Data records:
____
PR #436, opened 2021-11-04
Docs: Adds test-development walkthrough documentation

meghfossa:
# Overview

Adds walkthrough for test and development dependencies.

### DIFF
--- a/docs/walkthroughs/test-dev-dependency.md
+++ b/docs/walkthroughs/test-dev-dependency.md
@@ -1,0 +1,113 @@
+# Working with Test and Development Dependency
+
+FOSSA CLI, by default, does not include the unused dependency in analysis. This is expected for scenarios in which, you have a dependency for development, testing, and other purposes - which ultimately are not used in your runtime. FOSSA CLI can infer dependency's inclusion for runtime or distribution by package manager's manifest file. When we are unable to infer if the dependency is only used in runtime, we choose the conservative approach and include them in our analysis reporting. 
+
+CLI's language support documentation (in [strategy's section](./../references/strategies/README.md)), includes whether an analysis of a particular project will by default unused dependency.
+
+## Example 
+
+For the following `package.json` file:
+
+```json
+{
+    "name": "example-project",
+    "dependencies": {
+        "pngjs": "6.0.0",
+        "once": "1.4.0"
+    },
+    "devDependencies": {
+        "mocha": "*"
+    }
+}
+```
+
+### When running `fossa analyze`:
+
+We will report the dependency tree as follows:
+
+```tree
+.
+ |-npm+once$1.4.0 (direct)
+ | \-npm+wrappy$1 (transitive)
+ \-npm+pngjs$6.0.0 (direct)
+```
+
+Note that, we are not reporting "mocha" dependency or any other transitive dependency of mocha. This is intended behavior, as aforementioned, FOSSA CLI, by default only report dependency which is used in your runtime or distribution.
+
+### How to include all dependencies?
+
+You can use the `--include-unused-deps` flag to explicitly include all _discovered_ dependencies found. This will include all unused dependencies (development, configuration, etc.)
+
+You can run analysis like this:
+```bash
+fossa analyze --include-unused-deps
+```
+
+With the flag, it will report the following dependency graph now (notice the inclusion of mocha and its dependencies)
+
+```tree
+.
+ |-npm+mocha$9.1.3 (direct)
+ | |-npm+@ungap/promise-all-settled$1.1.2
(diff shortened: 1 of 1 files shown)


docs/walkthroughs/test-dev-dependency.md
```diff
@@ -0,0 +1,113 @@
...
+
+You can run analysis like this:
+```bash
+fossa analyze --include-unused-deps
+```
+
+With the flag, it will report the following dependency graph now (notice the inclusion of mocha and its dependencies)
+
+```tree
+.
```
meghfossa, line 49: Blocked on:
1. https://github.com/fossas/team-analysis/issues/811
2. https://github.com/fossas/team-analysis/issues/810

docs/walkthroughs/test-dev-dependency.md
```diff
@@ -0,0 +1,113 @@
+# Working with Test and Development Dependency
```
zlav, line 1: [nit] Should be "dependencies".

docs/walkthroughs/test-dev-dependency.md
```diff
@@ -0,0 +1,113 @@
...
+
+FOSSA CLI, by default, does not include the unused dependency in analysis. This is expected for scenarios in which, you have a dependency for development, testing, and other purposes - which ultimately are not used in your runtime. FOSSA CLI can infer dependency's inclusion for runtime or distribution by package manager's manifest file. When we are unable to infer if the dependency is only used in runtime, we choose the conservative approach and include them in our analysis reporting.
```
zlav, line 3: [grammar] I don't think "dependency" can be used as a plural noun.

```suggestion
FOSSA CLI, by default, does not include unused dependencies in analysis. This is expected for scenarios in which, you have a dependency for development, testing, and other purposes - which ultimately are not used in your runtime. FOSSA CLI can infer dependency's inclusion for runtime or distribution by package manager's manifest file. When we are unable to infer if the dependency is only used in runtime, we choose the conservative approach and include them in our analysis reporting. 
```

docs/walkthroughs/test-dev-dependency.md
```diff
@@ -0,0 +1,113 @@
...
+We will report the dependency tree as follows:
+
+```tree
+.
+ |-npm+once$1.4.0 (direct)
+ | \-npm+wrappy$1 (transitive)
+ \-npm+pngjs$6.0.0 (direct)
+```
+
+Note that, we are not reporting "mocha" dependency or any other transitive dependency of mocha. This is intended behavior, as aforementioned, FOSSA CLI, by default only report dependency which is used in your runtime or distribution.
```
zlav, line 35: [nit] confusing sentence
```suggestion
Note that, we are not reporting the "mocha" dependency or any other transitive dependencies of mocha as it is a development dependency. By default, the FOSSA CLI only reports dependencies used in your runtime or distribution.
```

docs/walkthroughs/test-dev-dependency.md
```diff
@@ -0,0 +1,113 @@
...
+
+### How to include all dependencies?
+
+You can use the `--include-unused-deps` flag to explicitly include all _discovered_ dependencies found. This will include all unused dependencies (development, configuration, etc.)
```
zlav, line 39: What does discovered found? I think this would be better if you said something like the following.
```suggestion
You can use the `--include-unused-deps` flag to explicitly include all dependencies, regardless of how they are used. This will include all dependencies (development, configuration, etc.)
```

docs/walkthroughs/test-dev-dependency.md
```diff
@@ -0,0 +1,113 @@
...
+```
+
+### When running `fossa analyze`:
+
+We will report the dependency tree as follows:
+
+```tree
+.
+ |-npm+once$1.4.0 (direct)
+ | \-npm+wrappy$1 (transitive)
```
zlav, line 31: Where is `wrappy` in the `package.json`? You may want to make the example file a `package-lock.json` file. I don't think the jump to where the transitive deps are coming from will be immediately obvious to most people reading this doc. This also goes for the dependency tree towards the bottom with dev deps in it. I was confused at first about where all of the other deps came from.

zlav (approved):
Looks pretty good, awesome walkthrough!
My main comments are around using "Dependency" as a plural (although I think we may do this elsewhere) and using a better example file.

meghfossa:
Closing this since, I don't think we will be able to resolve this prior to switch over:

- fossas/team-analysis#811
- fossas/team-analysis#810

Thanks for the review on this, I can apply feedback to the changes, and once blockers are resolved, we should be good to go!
____
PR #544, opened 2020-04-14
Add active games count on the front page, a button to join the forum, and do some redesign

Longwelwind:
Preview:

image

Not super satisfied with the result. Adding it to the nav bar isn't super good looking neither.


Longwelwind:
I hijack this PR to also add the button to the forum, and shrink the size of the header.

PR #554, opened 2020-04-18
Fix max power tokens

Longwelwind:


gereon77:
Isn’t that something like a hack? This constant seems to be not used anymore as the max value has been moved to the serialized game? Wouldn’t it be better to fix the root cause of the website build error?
____
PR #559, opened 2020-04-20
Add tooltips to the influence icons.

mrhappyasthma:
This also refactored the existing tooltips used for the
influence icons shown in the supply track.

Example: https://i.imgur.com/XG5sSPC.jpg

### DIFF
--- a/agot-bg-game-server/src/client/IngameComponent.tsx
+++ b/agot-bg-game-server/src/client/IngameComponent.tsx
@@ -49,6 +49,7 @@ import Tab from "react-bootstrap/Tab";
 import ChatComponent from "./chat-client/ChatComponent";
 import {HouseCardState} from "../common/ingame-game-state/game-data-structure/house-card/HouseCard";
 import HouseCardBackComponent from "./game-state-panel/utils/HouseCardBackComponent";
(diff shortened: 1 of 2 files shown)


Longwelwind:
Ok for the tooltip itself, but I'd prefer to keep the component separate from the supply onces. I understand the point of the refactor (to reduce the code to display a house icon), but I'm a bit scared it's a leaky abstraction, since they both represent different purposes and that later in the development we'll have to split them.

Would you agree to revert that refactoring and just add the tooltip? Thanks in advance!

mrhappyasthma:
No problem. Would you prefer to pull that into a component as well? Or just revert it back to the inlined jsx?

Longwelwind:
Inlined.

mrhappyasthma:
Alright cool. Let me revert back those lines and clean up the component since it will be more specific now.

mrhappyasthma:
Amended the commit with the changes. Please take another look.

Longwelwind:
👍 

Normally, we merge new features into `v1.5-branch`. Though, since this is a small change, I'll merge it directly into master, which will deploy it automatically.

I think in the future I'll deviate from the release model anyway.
____
What the task requires: An exact copy of the lines above, from the one containing "Add tooltips to the influence icons." down to the one containing "-49,6 +49,7 @@" and including both, is the whole answer; retype it and nothing else.

Exercise solution:
Add tooltips to the influence icons.

mrhappyasthma:
This also refactored the existing tooltips used for the
influence icons shown in the supply track.

Example: https://i.imgur.com/XG5sSPC.jpg

### DIFF
--- a/agot-bg-game-server/src/client/IngameComponent.tsx
+++ b/agot-bg-game-server/src/client/IngameComponent.tsx
@@ -49,6 +49,7 @@ import Tab from "react-bootstrap/Tab";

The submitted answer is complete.